They Tried to Scam Me
Scanning through my email spam filter today, I noticed a message that claimed they knew my password. The interesting thing that caught my eye, is that it might have actually been one of my old passwords, from WAY back in the day when we all took password security less seriously.
Seemingly weekly, we hear about this and that big company having a data breach where personal information was compromised. This can sometimes include password data that can fall into the hands of unscrupulous individuals who use that information to harm. For example…
Blackmail Claims:
The email I received, claimed that they knew my password, that they had accessed my computer, that they used the camera on it to spy on me and record embarrassing footage. This is rubbish, highly unlikey (especially since I don’t have a camera on my computer), and the password they claim to have was actually a login for a software service, not for my computer.
For a moment, let’s do a thought experiment. Let’s imagine that I DID use the same password for my computer that I used for some other account that got hacked. What if it was possible? You might start to feel stressed, wondering if someone might have access to your computer, your private files, your bank credentials, your social media accounts, etc. This is the number one reason why security experts now suggest that you never use the same password twice. That way, if someone somehow obtains your password from your social media login, they won’t be able to use that information to log into any other account, such as your online banking, and vise versa.
How I responded:
1) Check to see if that password is actively used on any accounts.
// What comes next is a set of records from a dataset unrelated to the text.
PR #253, opened 2020-07-10
SLI 412 Display severity from quality profile in rule panel

damien-urruty-sonarsource:


damien-urruty-sonarsource:
@henryju I think it would be simpler to make the review commit by commit in chronological order. I would also like you to play with it because I may have missed a corner case
FYI @jblievremont & @kirill-knize-sonarsource

src/main/java/org/sonarlint/intellij/core/ConnectedSonarLintFacade.java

My first step was to check my records and assess if I have any overlooked accounts that might still use that password. As expected, I didn’t find any but I feel better for having checked.
2) Review accounts for passwrods that haven’t been changed in a while.
My second step was to go ahead and refresh passwords on some of my older accounts. This might look like updating or creating new admin accounts for my personal and my clients wordpress websites.
Why?
Because data breaches happen, because your data and passwords might occasionally be compromised, one easy way to limit your security risk is to update/change your passwords regularly. Regularly is relative and depends on your personal situation. If an account isn’t particularly sensitive, you might feel safe to just change it once every year or two. If the password is protecting sensitive data or access to accounts critical to your business or your personal life, you should consider changing it more frequently.